#### Data listing:

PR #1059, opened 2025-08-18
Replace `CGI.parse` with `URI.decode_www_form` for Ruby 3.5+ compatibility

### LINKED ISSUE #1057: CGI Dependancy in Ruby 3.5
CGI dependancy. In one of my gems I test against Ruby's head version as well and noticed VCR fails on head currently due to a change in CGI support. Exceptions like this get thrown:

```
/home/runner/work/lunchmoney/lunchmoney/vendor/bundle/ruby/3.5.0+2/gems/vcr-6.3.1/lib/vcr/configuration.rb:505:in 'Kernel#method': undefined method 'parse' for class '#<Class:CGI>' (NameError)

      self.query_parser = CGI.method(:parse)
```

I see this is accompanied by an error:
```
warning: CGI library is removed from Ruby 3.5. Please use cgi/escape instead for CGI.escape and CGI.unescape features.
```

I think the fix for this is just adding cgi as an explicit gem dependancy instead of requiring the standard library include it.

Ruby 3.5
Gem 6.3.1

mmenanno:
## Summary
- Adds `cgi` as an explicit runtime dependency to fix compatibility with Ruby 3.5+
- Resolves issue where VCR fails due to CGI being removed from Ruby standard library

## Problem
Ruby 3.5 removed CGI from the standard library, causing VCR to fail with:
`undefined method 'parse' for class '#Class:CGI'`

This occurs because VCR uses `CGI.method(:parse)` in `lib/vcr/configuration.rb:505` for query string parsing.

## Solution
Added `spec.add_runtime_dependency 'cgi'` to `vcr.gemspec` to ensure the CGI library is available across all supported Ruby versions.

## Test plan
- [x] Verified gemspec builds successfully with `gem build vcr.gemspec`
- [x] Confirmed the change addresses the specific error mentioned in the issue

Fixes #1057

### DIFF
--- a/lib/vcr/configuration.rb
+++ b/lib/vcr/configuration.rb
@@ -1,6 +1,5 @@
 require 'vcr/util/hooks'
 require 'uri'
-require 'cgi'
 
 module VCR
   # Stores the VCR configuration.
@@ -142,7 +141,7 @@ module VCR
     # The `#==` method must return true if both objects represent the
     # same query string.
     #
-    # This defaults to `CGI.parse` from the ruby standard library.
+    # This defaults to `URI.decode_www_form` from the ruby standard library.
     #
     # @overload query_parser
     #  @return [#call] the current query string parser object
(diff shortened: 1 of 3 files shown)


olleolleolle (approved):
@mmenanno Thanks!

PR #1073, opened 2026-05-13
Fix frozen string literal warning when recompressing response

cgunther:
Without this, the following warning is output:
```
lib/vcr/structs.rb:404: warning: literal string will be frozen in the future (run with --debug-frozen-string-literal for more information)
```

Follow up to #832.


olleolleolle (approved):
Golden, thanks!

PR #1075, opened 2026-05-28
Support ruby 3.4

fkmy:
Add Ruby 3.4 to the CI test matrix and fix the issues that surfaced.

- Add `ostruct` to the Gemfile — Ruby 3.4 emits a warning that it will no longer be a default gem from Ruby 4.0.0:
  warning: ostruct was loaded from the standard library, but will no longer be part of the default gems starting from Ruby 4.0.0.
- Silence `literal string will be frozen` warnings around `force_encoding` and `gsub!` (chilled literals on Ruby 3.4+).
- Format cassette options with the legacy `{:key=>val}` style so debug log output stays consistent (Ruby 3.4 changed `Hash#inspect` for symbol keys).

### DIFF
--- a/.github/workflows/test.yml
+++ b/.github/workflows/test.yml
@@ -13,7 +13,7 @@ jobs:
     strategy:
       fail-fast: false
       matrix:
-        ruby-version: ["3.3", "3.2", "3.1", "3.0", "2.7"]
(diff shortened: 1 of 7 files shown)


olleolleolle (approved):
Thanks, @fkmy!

* * *

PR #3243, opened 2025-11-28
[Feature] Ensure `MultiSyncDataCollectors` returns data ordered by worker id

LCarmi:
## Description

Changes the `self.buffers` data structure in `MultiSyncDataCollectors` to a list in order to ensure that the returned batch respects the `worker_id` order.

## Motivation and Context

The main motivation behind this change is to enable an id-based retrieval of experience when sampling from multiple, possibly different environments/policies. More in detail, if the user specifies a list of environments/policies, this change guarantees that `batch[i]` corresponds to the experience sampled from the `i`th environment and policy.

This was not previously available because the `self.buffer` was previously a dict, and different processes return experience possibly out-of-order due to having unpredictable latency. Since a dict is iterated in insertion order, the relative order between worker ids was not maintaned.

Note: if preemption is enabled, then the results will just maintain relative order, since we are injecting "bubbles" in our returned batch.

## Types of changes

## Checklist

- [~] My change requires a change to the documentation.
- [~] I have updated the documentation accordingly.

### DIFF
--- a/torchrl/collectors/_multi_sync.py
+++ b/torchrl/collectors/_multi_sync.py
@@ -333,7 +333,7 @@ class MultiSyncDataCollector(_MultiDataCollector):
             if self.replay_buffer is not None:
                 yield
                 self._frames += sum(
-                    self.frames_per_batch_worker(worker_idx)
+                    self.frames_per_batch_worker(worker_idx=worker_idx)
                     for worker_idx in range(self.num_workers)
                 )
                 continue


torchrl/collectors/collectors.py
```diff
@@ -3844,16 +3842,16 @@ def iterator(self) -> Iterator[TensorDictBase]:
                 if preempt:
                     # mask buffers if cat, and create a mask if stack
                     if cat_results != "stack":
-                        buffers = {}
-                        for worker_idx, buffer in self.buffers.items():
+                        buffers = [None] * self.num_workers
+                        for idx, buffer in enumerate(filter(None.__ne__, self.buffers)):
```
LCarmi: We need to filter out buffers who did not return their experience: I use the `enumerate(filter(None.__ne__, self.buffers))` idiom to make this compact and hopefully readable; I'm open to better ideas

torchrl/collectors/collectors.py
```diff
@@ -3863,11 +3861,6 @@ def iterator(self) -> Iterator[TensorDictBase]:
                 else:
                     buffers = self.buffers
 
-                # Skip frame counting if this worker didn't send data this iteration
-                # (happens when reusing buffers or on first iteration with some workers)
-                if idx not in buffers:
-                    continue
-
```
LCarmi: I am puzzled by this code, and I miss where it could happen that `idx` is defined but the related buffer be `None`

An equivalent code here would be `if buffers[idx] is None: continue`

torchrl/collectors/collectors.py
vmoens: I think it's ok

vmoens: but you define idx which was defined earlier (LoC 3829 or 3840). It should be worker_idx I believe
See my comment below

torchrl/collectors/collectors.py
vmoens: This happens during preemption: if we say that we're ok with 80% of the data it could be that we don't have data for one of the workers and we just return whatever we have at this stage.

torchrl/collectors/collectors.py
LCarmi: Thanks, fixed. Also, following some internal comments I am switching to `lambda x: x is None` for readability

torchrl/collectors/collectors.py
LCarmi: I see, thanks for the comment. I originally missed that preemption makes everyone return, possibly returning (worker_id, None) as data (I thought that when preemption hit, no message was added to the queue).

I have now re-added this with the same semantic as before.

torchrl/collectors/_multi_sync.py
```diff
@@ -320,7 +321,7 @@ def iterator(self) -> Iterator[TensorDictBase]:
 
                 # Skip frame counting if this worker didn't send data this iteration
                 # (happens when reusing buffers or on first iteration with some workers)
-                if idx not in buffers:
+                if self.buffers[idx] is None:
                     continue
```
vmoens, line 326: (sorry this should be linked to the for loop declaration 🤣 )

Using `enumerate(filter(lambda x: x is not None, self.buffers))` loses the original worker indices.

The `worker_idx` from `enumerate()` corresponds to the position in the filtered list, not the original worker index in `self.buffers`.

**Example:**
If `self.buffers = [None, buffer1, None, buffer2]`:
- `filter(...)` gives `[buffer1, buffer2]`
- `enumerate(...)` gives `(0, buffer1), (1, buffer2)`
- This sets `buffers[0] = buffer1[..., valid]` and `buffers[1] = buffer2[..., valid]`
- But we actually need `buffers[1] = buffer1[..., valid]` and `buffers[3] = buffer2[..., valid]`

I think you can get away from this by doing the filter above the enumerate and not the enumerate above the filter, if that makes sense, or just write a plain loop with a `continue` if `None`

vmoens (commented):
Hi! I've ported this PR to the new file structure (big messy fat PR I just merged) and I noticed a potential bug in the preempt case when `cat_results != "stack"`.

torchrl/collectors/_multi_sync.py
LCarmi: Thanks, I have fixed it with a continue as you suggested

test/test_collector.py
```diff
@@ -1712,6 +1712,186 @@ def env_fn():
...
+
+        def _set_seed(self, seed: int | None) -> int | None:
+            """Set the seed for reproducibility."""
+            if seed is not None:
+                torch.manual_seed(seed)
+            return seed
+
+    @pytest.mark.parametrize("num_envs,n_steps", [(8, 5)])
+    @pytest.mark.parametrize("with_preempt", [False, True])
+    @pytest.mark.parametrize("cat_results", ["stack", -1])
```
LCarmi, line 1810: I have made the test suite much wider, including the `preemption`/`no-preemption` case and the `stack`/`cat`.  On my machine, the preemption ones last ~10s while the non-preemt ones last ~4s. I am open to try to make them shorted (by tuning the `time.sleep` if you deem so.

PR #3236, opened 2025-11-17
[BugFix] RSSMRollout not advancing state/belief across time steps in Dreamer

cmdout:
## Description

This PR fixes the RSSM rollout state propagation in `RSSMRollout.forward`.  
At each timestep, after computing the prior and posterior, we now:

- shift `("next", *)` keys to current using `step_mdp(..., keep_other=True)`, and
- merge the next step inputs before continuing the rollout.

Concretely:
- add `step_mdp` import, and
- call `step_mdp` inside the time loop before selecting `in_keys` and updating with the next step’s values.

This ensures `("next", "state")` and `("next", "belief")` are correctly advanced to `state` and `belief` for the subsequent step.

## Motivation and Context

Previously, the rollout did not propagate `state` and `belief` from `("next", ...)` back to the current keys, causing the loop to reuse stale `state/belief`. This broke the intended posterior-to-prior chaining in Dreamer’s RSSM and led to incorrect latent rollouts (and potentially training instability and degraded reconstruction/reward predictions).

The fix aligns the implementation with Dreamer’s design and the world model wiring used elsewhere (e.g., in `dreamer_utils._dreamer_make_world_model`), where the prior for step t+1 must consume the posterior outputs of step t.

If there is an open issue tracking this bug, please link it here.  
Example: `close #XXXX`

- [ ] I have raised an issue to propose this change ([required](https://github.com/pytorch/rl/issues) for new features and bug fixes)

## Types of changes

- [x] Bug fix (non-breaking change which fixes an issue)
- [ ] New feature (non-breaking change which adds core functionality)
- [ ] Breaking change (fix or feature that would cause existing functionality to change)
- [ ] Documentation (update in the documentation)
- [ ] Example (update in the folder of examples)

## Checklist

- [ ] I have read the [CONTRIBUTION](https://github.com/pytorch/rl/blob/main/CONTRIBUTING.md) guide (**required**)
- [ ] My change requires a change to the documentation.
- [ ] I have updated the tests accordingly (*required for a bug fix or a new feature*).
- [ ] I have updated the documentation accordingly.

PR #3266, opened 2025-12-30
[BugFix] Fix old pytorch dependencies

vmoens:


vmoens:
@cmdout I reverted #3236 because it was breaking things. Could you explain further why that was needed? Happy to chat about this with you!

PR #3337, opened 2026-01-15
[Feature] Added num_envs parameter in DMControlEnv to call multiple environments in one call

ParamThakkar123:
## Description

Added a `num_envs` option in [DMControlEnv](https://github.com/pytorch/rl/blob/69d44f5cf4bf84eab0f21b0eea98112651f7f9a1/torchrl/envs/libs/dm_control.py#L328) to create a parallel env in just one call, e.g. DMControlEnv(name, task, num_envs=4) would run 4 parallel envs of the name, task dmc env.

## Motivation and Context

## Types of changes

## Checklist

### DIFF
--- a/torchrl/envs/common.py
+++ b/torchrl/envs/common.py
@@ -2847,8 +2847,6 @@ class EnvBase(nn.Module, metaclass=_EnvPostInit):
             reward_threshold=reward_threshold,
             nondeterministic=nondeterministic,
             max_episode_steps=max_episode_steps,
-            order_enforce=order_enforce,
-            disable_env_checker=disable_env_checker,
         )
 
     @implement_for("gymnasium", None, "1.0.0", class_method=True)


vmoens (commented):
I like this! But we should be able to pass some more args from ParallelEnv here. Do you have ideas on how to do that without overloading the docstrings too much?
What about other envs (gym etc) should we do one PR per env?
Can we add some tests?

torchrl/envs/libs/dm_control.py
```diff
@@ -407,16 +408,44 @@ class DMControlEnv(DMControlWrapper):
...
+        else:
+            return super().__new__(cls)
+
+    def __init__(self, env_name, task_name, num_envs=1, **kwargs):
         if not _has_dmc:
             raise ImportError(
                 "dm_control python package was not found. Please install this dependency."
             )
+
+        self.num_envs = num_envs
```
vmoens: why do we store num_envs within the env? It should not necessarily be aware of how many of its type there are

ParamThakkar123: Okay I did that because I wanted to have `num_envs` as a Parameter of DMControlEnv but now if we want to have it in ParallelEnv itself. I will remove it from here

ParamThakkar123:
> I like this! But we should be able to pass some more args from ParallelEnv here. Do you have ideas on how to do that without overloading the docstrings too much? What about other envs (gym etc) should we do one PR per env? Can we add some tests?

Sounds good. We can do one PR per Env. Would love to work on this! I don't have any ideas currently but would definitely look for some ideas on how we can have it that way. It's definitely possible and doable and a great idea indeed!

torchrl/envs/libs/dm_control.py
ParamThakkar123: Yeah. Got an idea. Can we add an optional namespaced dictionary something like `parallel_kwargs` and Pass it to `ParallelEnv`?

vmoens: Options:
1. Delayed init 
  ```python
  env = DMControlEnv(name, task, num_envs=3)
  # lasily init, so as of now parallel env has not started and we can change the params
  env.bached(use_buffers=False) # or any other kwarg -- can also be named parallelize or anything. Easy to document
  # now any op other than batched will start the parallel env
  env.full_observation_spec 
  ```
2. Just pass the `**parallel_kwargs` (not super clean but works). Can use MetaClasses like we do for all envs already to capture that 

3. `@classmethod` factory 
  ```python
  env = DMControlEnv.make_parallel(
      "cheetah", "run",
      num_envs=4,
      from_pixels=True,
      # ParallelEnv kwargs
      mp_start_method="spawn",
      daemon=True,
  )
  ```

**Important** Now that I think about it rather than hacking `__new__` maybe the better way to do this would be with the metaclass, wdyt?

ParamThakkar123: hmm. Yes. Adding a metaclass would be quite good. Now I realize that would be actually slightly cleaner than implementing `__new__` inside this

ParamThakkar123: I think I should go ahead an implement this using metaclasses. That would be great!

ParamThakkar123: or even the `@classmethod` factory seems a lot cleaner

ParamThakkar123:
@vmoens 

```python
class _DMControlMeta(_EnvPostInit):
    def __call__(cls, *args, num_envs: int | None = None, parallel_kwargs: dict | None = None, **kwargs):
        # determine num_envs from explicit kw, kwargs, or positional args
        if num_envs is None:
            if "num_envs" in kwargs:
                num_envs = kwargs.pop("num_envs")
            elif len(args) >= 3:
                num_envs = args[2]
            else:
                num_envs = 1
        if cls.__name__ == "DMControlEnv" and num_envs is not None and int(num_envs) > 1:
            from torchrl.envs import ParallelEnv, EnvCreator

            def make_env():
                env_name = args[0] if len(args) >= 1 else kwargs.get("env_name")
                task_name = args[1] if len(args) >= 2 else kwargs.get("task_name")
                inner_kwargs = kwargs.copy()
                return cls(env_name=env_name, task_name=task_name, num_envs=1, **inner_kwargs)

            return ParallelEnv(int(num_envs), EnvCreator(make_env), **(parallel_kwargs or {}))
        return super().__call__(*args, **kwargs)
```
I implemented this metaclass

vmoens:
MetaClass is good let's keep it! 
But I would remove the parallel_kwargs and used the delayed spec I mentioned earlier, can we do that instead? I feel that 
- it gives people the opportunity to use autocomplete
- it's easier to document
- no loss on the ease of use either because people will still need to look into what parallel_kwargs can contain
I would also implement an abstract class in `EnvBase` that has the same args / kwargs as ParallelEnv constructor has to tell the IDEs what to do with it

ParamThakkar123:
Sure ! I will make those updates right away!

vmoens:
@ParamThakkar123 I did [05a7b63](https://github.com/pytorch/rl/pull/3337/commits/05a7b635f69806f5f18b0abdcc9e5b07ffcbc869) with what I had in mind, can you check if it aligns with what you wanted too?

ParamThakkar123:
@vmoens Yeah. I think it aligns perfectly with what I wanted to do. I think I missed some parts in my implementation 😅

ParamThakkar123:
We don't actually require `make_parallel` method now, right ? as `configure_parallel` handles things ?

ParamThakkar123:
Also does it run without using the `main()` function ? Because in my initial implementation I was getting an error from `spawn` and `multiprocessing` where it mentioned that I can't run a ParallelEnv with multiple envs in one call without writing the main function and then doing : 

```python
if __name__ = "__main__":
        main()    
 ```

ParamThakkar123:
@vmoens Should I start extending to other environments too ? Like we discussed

#### Required work:
Give the number of lines in the material above that contain "BugFix", with no other words.

#### Response box:
2